START INPUT DATA

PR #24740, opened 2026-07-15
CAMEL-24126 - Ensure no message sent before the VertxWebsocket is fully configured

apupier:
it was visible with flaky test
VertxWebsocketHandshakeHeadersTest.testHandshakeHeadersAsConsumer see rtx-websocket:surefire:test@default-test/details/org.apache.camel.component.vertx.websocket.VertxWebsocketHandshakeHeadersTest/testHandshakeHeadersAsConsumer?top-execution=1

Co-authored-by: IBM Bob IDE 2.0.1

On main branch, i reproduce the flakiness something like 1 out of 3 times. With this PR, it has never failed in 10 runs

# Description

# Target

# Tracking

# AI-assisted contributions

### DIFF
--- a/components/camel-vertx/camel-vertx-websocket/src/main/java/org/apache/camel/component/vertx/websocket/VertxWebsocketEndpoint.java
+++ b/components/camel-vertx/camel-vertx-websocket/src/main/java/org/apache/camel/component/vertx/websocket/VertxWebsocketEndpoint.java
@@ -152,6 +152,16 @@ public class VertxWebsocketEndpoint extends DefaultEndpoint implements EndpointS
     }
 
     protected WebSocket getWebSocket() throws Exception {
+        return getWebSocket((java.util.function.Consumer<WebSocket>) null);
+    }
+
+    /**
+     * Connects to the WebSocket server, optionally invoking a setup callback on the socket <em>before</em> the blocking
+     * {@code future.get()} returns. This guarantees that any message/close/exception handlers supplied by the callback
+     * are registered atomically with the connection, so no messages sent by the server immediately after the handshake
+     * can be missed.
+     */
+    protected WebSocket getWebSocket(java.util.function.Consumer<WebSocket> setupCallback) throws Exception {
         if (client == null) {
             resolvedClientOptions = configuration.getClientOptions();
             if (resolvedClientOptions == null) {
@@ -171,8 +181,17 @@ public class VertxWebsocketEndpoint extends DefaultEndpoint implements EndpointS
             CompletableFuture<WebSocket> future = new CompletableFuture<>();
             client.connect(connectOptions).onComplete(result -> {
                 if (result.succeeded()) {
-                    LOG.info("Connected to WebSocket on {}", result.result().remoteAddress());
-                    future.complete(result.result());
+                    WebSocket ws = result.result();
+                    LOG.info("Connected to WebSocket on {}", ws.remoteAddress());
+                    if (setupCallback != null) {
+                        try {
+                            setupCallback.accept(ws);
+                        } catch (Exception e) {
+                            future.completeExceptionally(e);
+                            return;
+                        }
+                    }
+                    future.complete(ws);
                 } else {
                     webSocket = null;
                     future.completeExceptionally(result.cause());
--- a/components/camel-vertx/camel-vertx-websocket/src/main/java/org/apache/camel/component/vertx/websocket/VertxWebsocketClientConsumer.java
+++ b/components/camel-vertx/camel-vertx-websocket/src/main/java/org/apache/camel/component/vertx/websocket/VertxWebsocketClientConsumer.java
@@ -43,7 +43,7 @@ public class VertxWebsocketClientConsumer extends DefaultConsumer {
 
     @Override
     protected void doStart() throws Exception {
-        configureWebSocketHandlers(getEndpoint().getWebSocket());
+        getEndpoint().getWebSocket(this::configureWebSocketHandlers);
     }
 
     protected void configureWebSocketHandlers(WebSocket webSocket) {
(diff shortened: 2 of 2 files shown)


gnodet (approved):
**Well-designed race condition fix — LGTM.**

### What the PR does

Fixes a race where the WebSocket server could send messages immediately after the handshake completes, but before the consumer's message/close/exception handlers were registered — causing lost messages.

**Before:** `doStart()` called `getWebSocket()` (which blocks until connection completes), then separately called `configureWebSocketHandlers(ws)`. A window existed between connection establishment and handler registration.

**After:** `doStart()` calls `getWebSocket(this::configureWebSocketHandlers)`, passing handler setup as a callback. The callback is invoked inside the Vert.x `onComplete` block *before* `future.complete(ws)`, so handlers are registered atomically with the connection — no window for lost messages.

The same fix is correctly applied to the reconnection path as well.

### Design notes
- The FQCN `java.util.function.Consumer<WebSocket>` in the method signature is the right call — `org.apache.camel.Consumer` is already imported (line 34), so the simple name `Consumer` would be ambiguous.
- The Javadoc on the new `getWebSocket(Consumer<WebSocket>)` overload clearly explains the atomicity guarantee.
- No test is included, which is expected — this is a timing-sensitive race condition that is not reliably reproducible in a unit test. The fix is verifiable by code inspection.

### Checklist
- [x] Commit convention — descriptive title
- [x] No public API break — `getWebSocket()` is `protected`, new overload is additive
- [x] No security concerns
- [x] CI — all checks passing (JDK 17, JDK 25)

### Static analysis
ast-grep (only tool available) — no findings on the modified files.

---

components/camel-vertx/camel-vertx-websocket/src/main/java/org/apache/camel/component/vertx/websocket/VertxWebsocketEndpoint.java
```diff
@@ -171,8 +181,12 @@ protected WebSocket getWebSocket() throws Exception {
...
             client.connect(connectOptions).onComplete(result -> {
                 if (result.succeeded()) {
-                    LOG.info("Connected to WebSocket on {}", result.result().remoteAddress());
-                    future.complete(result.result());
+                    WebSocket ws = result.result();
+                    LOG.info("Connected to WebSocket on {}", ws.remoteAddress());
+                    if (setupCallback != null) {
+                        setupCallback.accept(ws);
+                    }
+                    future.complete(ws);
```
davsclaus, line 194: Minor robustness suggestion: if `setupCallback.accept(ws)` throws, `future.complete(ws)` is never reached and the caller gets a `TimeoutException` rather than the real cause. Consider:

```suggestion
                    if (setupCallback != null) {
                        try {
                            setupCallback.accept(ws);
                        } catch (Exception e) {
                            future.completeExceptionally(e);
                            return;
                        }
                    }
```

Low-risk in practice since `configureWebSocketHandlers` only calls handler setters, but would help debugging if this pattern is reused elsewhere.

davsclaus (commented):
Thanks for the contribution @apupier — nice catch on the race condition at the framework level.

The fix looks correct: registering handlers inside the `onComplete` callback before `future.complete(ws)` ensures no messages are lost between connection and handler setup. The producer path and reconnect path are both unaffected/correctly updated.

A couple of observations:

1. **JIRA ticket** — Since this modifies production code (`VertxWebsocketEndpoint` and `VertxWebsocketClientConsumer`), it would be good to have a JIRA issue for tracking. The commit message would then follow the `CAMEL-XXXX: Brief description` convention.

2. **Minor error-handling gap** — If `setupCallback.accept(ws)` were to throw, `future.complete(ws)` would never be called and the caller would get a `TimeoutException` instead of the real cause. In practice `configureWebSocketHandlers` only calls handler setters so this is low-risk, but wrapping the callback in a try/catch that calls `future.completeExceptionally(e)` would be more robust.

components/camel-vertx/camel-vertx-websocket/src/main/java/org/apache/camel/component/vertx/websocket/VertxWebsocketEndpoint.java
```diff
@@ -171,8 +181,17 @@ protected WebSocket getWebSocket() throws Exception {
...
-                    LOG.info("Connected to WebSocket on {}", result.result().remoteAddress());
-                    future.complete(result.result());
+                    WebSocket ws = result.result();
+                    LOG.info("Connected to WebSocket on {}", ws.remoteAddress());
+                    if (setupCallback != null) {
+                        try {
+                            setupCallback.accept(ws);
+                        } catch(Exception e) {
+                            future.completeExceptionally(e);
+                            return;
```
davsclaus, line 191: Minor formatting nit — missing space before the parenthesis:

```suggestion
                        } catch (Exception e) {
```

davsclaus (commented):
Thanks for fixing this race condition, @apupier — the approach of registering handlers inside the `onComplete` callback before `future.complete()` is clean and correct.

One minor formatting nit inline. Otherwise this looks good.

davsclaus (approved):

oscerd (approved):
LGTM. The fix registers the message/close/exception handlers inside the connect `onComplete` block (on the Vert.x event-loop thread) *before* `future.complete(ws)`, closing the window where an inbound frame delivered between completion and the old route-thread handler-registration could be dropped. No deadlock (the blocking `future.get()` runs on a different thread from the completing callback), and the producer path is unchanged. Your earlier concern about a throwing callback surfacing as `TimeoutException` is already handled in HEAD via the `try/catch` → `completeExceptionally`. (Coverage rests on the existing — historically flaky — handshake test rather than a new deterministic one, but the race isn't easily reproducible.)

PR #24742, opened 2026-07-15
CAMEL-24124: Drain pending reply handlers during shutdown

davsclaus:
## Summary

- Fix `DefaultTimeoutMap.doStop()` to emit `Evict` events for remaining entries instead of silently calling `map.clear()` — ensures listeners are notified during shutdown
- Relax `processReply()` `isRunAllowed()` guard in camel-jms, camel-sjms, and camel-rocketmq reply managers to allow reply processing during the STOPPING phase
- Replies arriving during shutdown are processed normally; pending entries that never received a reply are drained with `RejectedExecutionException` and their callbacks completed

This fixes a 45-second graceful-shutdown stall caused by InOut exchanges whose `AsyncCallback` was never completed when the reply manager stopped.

END INPUT DATA

- **BRIEF**:
Check each line above for the word "server", and copy the lines where it appears.

- **THE ANSWER**:
+     * Connects to the WebSocket server, optionally invoking a setup callback on the socket <em>before</em> the blocking
+     * are registered atomically with the connection, so no messages sent by the server immediately after the handshake
Fixes a race where the WebSocket server could send messages immediately after the handshake completes, but before the consumer's message/close/exception handlers were registered — causing lost messages.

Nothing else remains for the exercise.